Basically, for each number i we are iterating, we find the product of i with all prime numbers smaller than the smallest prime factor of i.

Let’s run the algorithm with an example. In the following example, n is 12.

numbers = [2, 3, 4, 5, 6, 7, 8, 9, 10, 11, 12]
primes = []

We start from i = 2. Since 2 is prime, we add it to primes. Then we iterate from 2 * 2 to 2 * 2, since 2 is the largest prime that is <= 2. In this round of iteration, we mark 4 as non-prime. I use a asterisk to mark numbers as non-prime.

numbers = [2, 3, *4, 5, 6, 7, 8, 9, 10, 11, 12]
primes = [2]

Next, we start from i = 3. Since 3 is prime, we add it to primes. Then we iterate from 3 * 2 to 3 * 3. In this round of iteration, we mark 6, 9 as non-prime.

numbers = [2, 3, *4, 5, *6, 7, 8, *9, 10, 11, 12]
primes = [2, 3]

Next, we start from i = 4. Since 4 is not prime, we will not add it to primes. We iterate from 4 * 2 to 4 * 2. In this round of iteration, we mark 8 as non-prime.

numbers = [2, 3, *4, 5, *6, 7, *8, *9, 10, 11, 12]
primes = [2, 3]

Next, we start from i = 5. Since 5 is prime, we add it to primes. Then we iterate from 5 * 2 to 5 * 5. In this round of iteration, we mark 10 as non-prime.

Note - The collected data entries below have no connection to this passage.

PR #3939, opened 2025-07-22
Add package Tableaux

j-graf:
This is a standalone package for computations with (skew) Young tableaux.

This implements the classes SkewTableau and YngTableau, which support

- Skew shapes,
- Shapes that are compositions,
- Shapes with negative parts.


d-torrance:
Thanks for the contribution!  Would you click the "Resolve conflicts" button to resolve the conflicts in the `=distributed-packages` file?  It should just be a matter of removing the `<<<<`, `=====`, and `>>>>>` lines that appear.  (See https://docs.github.com/en/pull-requests/collaborating-with-pull-requests/addressing-merge-conflicts/resolving-a-merge-conflict-on-github for more.)

j-graf:
Got it, done! And thank you for the link

M2/Macaulay2/packages/Tableaux.m2
```diff
@@ -0,0 +1,69 @@
...
+export {"SkewTableau", "skewTableau",
+        "youngDiagram", "ferrersDiagram", "drawInnerShape",
+        "skewShape", "standardize", "rowEntries", "columnEntries", "rowRange", "columnRange",
+        "isSkew", "isWeaklyDecreasing", "isNonnegative",
+        "toPosition", "toIndex", "positionList", "applyEntries", "applyPositions",
+        "verticalConcatenate", "shift", "unshift",
+        "boxContent", "hookLength",
+        }
+
+export {"YngTableau", "yngTableau",
```
mahrud: Is there a particular reason you decided against `YoungTableau` and `youngTableau`? The [Package Writing Style Guide](https://github.com/Macaulay2/M2/wiki/Package-Writing-Style-Guide) recommends to "Avoid acronyms in identifier names."

M2/Macaulay2/packages/Tableaux/SkewTableaux.m2
```diff
@@ -0,0 +1,578 @@
...
+        )
+    )
+
+-- making new tableau
+
+applyEntries = method(TypicalValue => SkewTableau)
+applyEntries (SkewTableau,Function) := (T,f) -> skewTableau(truncate skewShape T, apply(entries T, theBox -> f theBox))
+
+applyPositions = method(TypicalValue => SkewTableau)
+applyPositions (SkewTableau,Function) := (T,f) -> skewTableau(truncate skewShape T, apply(positionList T, thePosition -> f thePosition))
```
mahrud: Very minor suggestion: `apply(L, x -> f x)` can be shortened to `apply(L, f)`.
```suggestion
applyEntries = method(TypicalValue => SkewTableau)
applyEntries (SkewTableau,Function) := (T,f) -> skewTableau(truncate skewShape T, apply(entries T, f))

applyPositions = method(TypicalValue => SkewTableau)
applyPositions (SkewTableau,Function) := (T,f) -> skewTableau(truncate skewShape T, apply(positionList T, f))
```

M2/Macaulay2/packages/Tableaux/documentation.m2
```diff
@@ -0,0 +1,1193 @@
...
+Inputs
+    T:SkewTableau
+      a tableau.
+Outputs
+    b:Boolean
+      returns false if the inner shape is $0$, and true otherwise.
+Description
+  Example
+    isSkew skewTableau(new Partition from {6,6,5,3,1}, new Partition from {2,1,1})
+    isSkew skewTableau(new Partition from {6,6,5,3,1}, new Partition from {})
```
mahrud: I'm a little confused here, likely because I don't remember the definitions, but shouldn't the output of `skewTableau` always be a skew tableau? Would it make sense to have a more general `Tableau` type as the input of `isSkew`, or rename it to `isWellDefined` instead?

M2/Macaulay2/packages/Tableaux/SkewTableaux.m2
```diff
@@ -0,0 +1,578 @@
...
+
+isWeaklyDecreasing = method(TypicalValue => Boolean)
+isWeaklyDecreasing Partition := lam -> rsort toList lam == toList lam
+isWeaklyDecreasing (Partition,Partition) := (lam,mu) -> isWeaklyDecreasing lam and isWeaklyDecreasing mu
+isWeaklyDecreasing SkewTableau := T -> isWeaklyDecreasing skewShape T
+
+isNonnegative = method(TypicalValue => Boolean)
+isNonnegative Partition := lam -> all(toList lam, thePart -> thePart >= 0)
+isNonnegative (Partition,Partition) := (lam,mu) -> isNonnegative lam and isNonnegative mu
+isNonnegative SkewTableau := T -> isNonnegative standardize skewShape T
```
mahrud, line 556: If this is helpful, you can also define `SkewTableau ? ZZ` to allow the syntax `T >= 0` if you'd like.

M2/Macaulay2/packages/Tableaux/SkewTableaux.m2
```diff
@@ -0,0 +1,578 @@
...
+SkewTableau_ZZ := (T,colIndex) -> (
+    colInds := columnRange T;
+    
+    if colIndex < min(colInds#0,0) or colIndex > max(colInds#-1,0) then error "index out of bounds";
+    
+    for rowIndex from 0 to numRows T - 1 list T^rowIndex#colIndex
+    )
+
+columnEntries = method(TypicalValue => List)
+columnEntries (ZZ,SkewTableau) := (colIndex,T) -> delete(null,T_colIndex)
```
mahrud, line 192: I'm a little confused what's happening with `null` here. Is there a way to avoid null entries here?

M2/Macaulay2/packages/Tableaux/SkewTableaux.m2
```diff
@@ -0,0 +1,578 @@
...
+        );
+
+    theRowOrderedRight|theRowOrderedLeft
+    )
+
+SkewTableau_Sequence := (T,thePosition)->(
+    (rowIndex,colIndex) := thePosition;
+    (lam,mu) := standardize skewShape normalizeNegativeRows T;
+
+    if not isMember(rowIndex, rowRange T) then error("index "|toString(rowIndex)|" out of range");
```
mahrud: I think this is always faster, no?
```suggestion
    if not rowIndex < numRows T then error("index "|toString(rowIndex)|" out of range");
```

M2/Macaulay2/packages/Tableaux/SkewTableaux.m2
```diff
@@ -0,0 +1,578 @@
...
+listNegativeRows SkewTableau := T -> (
+    (lam,mu) := standardize skewShape T;
+
+    for i from 0 to #lam-1 list (mu#i > lam#i)
+    )
+
+-- retrieving rows and columns
+
+numcols SkewTableau := T -> (
+    (lam,mu) := standardize skewShape normalizeNegativeRows T;
```
mahrud, line 113: Would it make sense to use caching for `standardize skewShape normalizeNegativeRows T`? It seems to be called very frequently.

mahrud (commented):
Thanks for the contribution!

I also realized that there's a [YoungTableau](https://macaulay2.com/doc/Macaulay2/share/doc/Macaulay2/SpechtModule/html/___Young__Tableau.html) type in the `SpechtModule` package. Have you looked at how the implementation there differs from yours? It would be convenient if that package could load yours so the packages are interoperable.

M2/Macaulay2/packages/Tableaux.m2
```diff
@@ -0,0 +1,69 @@
+newPackage(
+    "Tableaux",
+    Version => "1.0",
+    Date => "July 22, 2025",
+    Authors => {
+	{Name => "John Graf", Email => "jrgraf@alumni.ncsu.edu", HomePage => "https://j-graf.github.io/"}},
+    Headline => "a package for constructing skew tableaux",
```
d-torrance: The "a package for" in the `Headline` option is redundant and should be removed.  This is why a couple of the test builds are failing.

Instead, it should be something like:
```suggestion
    Headline => "constructing skew tableaux",
```

d-torrance (changes requested):

M2/Macaulay2/packages/Tableaux/SkewTableaux.m2
j-graf:
```suggestion
    if rowIndex < 0 or rowIndex >= numRows T then error("index "|toString(rowIndex)|" out of range");
```
Yes definitely, although I also want a lower bound here.

M2/Macaulay2/packages/Tableaux/documentation.m2
j-graf: Yes you're right, I think the choice of name is confusing. The purpose is just to check if the inner shape is 0. This is probably only useful internally, so I just removed `isSkew` from the export list.

M2/Macaulay2/packages/Tableaux.m2
j-graf: To answer your later questions as well, I referenced `SpechtModule`'s documention to make this package compatible, where possible. In a future update I would like to add the remaining missing features, and then I can try to incorporate `Tableaux` into `SpechtModule` if that is desirable. The biggest difference is that the data is mutable in `SpechtModule`.

M2/Macaulay2/packages/Tableaux/SkewTableaux.m2
j-graf: If there is a gap between rows (i.e., the shape is not weakly decreasing), then the list returned by `T_colIndex` has `null`s wherever there is a gap, to maintain consistent indices. Nulls could be avoided here by copying and slightly changing the code from `_`. For the sake of maintainability I would prefer to just call on `_`.

M2/Macaulay2/packages/Tableaux/SkewTableaux.m2
j-graf: I am now thinking this is only really useful internally, like `isSkew`, so I think I might not export it in a future version. If I do decide to keep it, I will use this suggestion.

M2/Macaulay2/packages/Tableaux/SkewTableaux.m2
j-graf: Yes, this is definitely a good idea. I will add this to my TODO list for a future update.

M2/Macaulay2/packages/Tableaux.m2
mahrud: In that case, I think you should still use the full name "YoungTableau".

j-graf: Ok, I've updated the name to YoungTableau.

mahrud (approved):

d-torrance (approved):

numbers = [2, 3, *4, 5, *6, 7, *8, *9, *10, 11, 12]
primes = [2, 3, 5]

Next, we start from i = 6. Since 6 is not prime, we will not add it to primes. We iterate from 6 * 2 to 6 * 2. In this round of iteration, we mark 12 as non-prime.

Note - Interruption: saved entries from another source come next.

PR #3940, opened 2025-07-25
Bump linbox to 1.7.1

d-torrance:
We don't actually use linbox yet (so not bothering with the GitHub builds), and we only provide the option of building it during the autotools build, but they just released a new version.


d-torrance:
Discussed with Mike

numbers = 2, 3, *4, 5, *6, 7, *8, *9, *10, 11, *12
primes = [2, 3, 5]

We just do the same thing over and over. For each number, we will only mark it as non-prime once.

 1
 2
 3
 4
 5
 6
 7
 8
 9
10
11
12
13
14
15
16
17
18
19
vector<int> find_primes(int n) {
    vector<int> primes;
    vector<bool> is_prime(n + 1, true);
    for (int i = 2; i <= n; i++) { // i is greatest proper factor
        if (is_prime[i]) {
            primes.push_back(i);
        }
        for (int prime: primes) {
            if (i * prime > n) {
                break;
            }
            is_prime[i * prime] = false;
            if (i % prime == 0) { // prime is the smallest prime factor of i
                break;
            }
        }
    }
    return primes;
}

The time complexity of Euler’s sieve is $O(n)$ since we marked each number as non-prime only once. The interesting thing about Euler’s sieve is that it is called Euler’s sieve instead of sieve of Euler.